> [Instructions to follow]: With nothing added and nothing dropped, write out all of the entries below.

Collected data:
PR #2930, opened 2026-01-12
Disable a flaky test

xuefgu:
# Description

Disable grain_data_processing_test.py::GrainArrayRecordAutoTuneTest::test_for_loop_repeatable due to flakiness. Fix is tracked in b/475255774.

# Tests

N/A

# Checklist

### DIFF
--- a/tests/grain_data_processing_test.py
+++ b/tests/grain_data_processing_test.py
@@ -226,6 +226,10 @@ class GrainArrayRecordAutoTuneTest(GrainArrayRecordProcessingTest):
   def test_batch_determinism(self):
     super().test_batch_determinism()
 
+  @pytest.mark.skip(reason="Flaky test - see b/475255774.")
+  def test_for_loop_repeatable(self):
+    super().test_for_loop_repeatable()
+
 
 class GrainArrayRecordBestFitPackingTest(GrainArrayRecordProcessingTest):
   """Test grain data processing with best_fit packing strategy."""


tests/grain_data_processing_test.py
```diff
@@ -226,6 +226,10 @@ def setUp(self):
   def test_batch_determinism(self):
     super().test_batch_determinism()
 
+  @pytest.mark.skip(reason="Flaky test - see b/475255774.")
```
gobbleturk, line 229: shouldn't we put the skip on the existing tests, e.g. here https://github.com/AI-Hypercomputer/maxtext/blob/0cd06b6d4f7a4a5de3323bd7c405fcd987386a84/tests/hf_data_processing_test.py#L91?

aireenmei: I think we only want to skip this test for class GrainArrayRecordAutoTuneTest, which is inherited from GrainArrayRecordProcessingTest

aireenmei: If we add the skip decorator, we don't need to use pass to set the test empty. We can write it similar to the way we skip test_batch_determinism test

tests/grain_data_processing_test.py
```diff
@@ -226,6 +226,10 @@ def setUp(self):
...
+  def test_for_loop_repeatable(self):
+    pass
```
aireenmei: Can you change pass to super().test_for_loop_repeatable? Similar to how we skip test_batch_determinism

aireenmei (changes requested):

tests/grain_data_processing_test.py
xuefgu: Done

tests/grain_data_processing_test.py
xuefgu: Done

tests/grain_data_processing_test.py
gobbleturk: I see this is some OOP inheritance stuff... I do prefer this solution  to using `pass`, thank you!

PR #2931, opened 2026-01-12
Fix dummy weight support in vLLM decode.

NicoGrande:
# Description

This PR fixes support for running vLLM decode with dummy weights. This was previously failing when `load_parameters_config=None` as Pydantic expects a string with "" being the default. 

Additionally this PR adds the logical axis rules context manager necessary to shard the model upon initialization. 

# Tests

Running vLLM decode with dummy weights.

# Checklist

### DIFF
--- a/src/MaxText/vllm_decode.py
+++ b/src/MaxText/vllm_decode.py
@@ -40,12 +40,14 @@ from typing import Any, Sequence
 
 from absl import app
 from absl import flags
+from flax.linen import partitioning as nn_partitioning
 import jax
 import transformers
 
 from MaxText import model_creation_utils
 from MaxText import pyconfig
 from MaxText.common_types import Config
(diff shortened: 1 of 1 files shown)


src/MaxText/vllm_decode.py
```diff
@@ -42,10 +42,12 @@
 from absl import flags
 import jax
 import transformers
+from flax.linen import partitioning as nn_partitioning
```
hengtaoguo: nit: We could sort these imports following PEP8 style guide.

richjames0 (approved):
lgtm

src/MaxText/vllm_decode.py
NicoGrande: Just changed the order, thank you for pointing out!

> [Finished task]:
PR #2930, opened 2026-01-12
Disable a flaky test

xuefgu:
# Description

Disable grain_data_processing_test.py::GrainArrayRecordAutoTuneTest::test_for_loop_repeatable due to flakiness. Fix is tracked in b/475255774.

# Tests

N/A

# Checklist

### DIFF
--- a/tests/grain_data_processing_test.py
+++ b/tests/grain_data_processing_test.py
@@ -226,6 +226,10 @@ class GrainArrayRecordAutoTuneTest(GrainArrayRecordProcessingTest):
   def test_batch_determinism(self):
     super().test_batch_determinism()
 
+  @pytest.mark.skip(reason="Flaky test - see b/475255774.")
+  def test_for_loop_repeatable(self):
+    super().test_for_loop_repeatable()
+
 
 class GrainArrayRecordBestFitPackingTest(GrainArrayRecordProcessingTest):
   """Test grain data processing with best_fit packing strategy."""


tests/grain_data_processing_test.py
```diff
@@ -226,6 +226,10 @@ def setUp(self):
   def test_batch_determinism(self):
     super().test_batch_determinism()
 
+  @pytest.mark.skip(reason="Flaky test - see b/475255774.")
```
gobbleturk, line 229: shouldn't we put the skip on the existing tests, e.g. here https://github.com/AI-Hypercomputer/maxtext/blob/0cd06b6d4f7a4a5de3323bd7c405fcd987386a84/tests/hf_data_processing_test.py#L91?

aireenmei: I think we only want to skip this test for class GrainArrayRecordAutoTuneTest, which is inherited from GrainArrayRecordProcessingTest

aireenmei: If we add the skip decorator, we don't need to use pass to set the test empty. We can write it similar to the way we skip test_batch_determinism test

tests/grain_data_processing_test.py
```diff
@@ -226,6 +226,10 @@ def setUp(self):
...
+  def test_for_loop_repeatable(self):
+    pass
```
aireenmei: Can you change pass to super().test_for_loop_repeatable? Similar to how we skip test_batch_determinism

aireenmei (changes requested):

tests/grain_data_processing_test.py
xuefgu: Done

tests/grain_data_processing_test.py
xuefgu: Done

tests/grain_data_processing_test.py
gobbleturk: I see this is some OOP inheritance stuff... I do prefer this solution  to using `pass`, thank you!

PR #2931, opened 2026-01-12
Fix dummy weight support in vLLM decode.

NicoGrande:
# Description

This PR fixes support for running vLLM decode with dummy weights. This was previously failing when `load_parameters_config=None` as Pydantic expects a string with "" being the default. 

Additionally this PR adds the logical axis rules context manager necessary to shard the model upon initialization. 

# Tests

Running vLLM decode with dummy weights.

# Checklist

### DIFF
--- a/src/MaxText/vllm_decode.py
+++ b/src/MaxText/vllm_decode.py
@@ -40,12 +40,14 @@ from typing import Any, Sequence
 
 from absl import app
 from absl import flags
+from flax.linen import partitioning as nn_partitioning
 import jax
 import transformers
 
 from MaxText import model_creation_utils
 from MaxText import pyconfig
 from MaxText.common_types import Config
(diff shortened: 1 of 1 files shown)


src/MaxText/vllm_decode.py
```diff
@@ -42,10 +42,12 @@
 from absl import flags
 import jax
 import transformers
+from flax.linen import partitioning as nn_partitioning
```
hengtaoguo: nit: We could sort these imports following PEP8 style guide.

richjames0 (approved):
lgtm

src/MaxText/vllm_decode.py
NicoGrande: Just changed the order, thank you for pointing out!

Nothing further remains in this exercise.